:: Records to use

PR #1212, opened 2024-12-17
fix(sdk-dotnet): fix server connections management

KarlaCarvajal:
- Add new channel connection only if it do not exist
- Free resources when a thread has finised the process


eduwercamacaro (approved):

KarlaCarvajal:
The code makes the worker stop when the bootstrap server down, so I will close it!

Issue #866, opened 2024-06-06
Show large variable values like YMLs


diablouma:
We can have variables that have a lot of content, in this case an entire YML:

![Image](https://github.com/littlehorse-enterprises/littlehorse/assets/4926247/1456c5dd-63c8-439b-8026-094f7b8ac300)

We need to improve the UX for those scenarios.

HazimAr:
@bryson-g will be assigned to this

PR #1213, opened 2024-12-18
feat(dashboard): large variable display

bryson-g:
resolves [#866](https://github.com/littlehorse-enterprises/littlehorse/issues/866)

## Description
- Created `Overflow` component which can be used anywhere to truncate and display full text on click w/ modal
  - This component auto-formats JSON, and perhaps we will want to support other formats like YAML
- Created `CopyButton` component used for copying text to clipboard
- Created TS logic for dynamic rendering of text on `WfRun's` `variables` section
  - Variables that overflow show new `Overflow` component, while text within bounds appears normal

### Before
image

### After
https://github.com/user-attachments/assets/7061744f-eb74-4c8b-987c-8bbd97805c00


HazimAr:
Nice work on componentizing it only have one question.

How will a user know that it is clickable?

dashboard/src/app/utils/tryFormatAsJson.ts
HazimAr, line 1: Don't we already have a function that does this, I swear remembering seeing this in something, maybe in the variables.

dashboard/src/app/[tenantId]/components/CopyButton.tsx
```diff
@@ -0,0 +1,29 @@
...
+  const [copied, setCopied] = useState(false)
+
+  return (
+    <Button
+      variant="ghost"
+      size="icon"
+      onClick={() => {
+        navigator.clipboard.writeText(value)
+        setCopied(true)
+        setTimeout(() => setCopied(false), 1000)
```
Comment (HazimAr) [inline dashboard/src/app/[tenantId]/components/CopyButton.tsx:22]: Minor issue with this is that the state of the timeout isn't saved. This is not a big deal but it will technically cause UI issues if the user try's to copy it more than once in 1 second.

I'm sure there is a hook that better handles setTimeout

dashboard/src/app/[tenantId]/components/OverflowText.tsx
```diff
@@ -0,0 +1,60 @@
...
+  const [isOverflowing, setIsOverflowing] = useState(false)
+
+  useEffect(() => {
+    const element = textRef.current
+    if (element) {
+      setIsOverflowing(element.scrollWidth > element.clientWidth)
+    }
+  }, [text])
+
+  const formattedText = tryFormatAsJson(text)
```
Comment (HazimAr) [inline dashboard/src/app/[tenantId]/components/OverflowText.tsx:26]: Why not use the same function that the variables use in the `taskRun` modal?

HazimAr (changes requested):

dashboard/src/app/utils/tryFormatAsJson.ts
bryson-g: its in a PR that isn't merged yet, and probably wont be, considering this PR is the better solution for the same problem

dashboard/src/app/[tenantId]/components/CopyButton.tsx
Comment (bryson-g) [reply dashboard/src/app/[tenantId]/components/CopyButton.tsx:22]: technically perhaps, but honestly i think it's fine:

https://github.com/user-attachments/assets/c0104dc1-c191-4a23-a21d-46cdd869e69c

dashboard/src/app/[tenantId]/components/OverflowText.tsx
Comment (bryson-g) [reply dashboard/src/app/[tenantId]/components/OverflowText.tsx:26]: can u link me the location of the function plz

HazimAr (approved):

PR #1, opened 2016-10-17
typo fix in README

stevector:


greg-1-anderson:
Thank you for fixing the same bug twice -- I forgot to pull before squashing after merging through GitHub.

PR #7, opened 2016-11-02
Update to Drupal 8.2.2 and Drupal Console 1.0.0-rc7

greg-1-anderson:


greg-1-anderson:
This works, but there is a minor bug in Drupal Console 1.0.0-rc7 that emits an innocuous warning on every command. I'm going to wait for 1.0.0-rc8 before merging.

::::

Only lines with the word "that" should be collected from the material.

We can have variables that have a lot of content, in this case an entire YML:
  - Variables that overflow show new `Overflow` component, while text within bounds appears normal
How will a user know that it is clickable?
HazimAr, line 1: Don't we already have a function that does this, I swear remembering seeing this in something, maybe in the variables.
Comment (HazimAr) [inline dashboard/src/app/[tenantId]/components/CopyButton.tsx:22]: Minor issue with this is that the state of the timeout isn't saved. This is not a big deal but it will technically cause UI issues if the user try's to copy it more than once in 1 second.
I'm sure there is a hook that better handles setTimeout
Comment (HazimAr) [inline dashboard/src/app/[tenantId]/components/OverflowText.tsx:26]: Why not use the same function that the variables use in the `taskRun` modal?
bryson-g: its in a PR that isn't merged yet, and probably wont be, considering this PR is the better solution for the same problem
This works, but there is a minor bug in Drupal Console 1.0.0-rc7 that emits an innocuous warning on every command. I'm going to wait for 1.0.0-rc8 before merging.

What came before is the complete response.